DATASET ENTRIES: Begin
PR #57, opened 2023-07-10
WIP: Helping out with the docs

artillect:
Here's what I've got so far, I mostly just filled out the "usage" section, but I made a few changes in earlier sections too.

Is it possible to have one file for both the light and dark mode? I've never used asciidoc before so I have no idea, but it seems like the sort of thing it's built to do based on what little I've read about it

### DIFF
DATASET ENTRIES: End
Extract from the material all lines containing the string "what".

__EXERCISE OUTPUT__.
Here's what I've got so far, I mostly just filled out the "usage" section, but I made a few changes in earlier sections too.
Is it possible to have one file for both the light and dark mode? I've never used asciidoc before so I have no idea, but it seems like the sort of thing it's built to do based on what little I've read about it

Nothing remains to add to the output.